HOW TO COMPLETE THIS TASK »
Reproduce all of the records exactly.
------------------------------------------------------------------------
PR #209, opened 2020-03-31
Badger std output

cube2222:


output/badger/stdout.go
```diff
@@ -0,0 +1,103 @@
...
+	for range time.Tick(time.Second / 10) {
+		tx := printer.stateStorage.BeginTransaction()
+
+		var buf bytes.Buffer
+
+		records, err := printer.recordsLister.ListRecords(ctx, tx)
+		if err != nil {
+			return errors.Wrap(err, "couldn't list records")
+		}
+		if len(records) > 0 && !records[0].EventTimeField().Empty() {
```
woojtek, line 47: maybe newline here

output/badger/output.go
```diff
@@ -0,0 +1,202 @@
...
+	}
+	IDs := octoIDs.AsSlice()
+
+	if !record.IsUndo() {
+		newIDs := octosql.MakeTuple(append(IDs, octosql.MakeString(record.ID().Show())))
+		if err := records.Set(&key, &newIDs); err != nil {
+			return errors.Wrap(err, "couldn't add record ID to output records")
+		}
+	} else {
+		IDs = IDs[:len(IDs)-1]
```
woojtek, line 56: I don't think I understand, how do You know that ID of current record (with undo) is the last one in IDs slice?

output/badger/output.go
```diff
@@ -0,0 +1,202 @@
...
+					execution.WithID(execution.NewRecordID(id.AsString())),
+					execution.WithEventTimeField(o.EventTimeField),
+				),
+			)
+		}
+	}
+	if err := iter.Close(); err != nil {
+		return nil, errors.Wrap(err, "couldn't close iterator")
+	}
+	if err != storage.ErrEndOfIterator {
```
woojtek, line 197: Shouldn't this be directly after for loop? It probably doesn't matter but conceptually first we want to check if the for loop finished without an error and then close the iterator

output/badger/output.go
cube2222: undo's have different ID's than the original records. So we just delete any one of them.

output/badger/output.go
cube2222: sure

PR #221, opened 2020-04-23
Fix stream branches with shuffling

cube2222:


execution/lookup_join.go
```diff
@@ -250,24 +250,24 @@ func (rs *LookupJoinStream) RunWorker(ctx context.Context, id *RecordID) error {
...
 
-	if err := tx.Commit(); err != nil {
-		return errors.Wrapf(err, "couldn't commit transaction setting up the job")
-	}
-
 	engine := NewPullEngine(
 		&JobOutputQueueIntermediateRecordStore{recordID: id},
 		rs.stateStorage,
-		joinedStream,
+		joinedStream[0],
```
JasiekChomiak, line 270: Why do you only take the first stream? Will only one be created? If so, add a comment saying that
------------------------------------------------------------------------
ANSWER BOX »
PR #209, opened 2020-03-31
Badger std output

cube2222:


output/badger/stdout.go
```diff
@@ -0,0 +1,103 @@
...
+	for range time.Tick(time.Second / 10) {
+		tx := printer.stateStorage.BeginTransaction()
+
+		var buf bytes.Buffer
+
+		records, err := printer.recordsLister.ListRecords(ctx, tx)
+		if err != nil {
+			return errors.Wrap(err, "couldn't list records")
+		}
+		if len(records) > 0 && !records[0].EventTimeField().Empty() {
```
woojtek, line 47: maybe newline here

output/badger/output.go
```diff
@@ -0,0 +1,202 @@
...
+	}
+	IDs := octoIDs.AsSlice()
+
+	if !record.IsUndo() {
+		newIDs := octosql.MakeTuple(append(IDs, octosql.MakeString(record.ID().Show())))
+		if err := records.Set(&key, &newIDs); err != nil {
+			return errors.Wrap(err, "couldn't add record ID to output records")
+		}
+	} else {
+		IDs = IDs[:len(IDs)-1]
```
woojtek, line 56: I don't think I understand, how do You know that ID of current record (with undo) is the last one in IDs slice?

output/badger/output.go
```diff
@@ -0,0 +1,202 @@
...
+					execution.WithID(execution.NewRecordID(id.AsString())),
+					execution.WithEventTimeField(o.EventTimeField),
+				),
+			)
+		}
+	}
+	if err := iter.Close(); err != nil {
+		return nil, errors.Wrap(err, "couldn't close iterator")
+	}
+	if err != storage.ErrEndOfIterator {
```
woojtek, line 197: Shouldn't this be directly after for loop? It probably doesn't matter but conceptually first we want to check if the for loop finished without an error and then close the iterator

output/badger/output.go
cube2222: undo's have different ID's than the original records. So we just delete any one of them.

output/badger/output.go
cube2222: sure

PR #221, opened 2020-04-23
Fix stream branches with shuffling

cube2222:


execution/lookup_join.go
```diff
@@ -250,24 +250,24 @@ func (rs *LookupJoinStream) RunWorker(ctx context.Context, id *RecordID) error {
...
 
-	if err := tx.Commit(); err != nil {
-		return errors.Wrapf(err, "couldn't commit transaction setting up the job")
-	}
-
 	engine := NewPullEngine(
 		&JobOutputQueueIntermediateRecordStore{recordID: id},
 		rs.stateStorage,
-		joinedStream,
+		joinedStream[0],
```
JasiekChomiak, line 270: Why do you only take the first stream? Will only one be created? If so, add a comment saying that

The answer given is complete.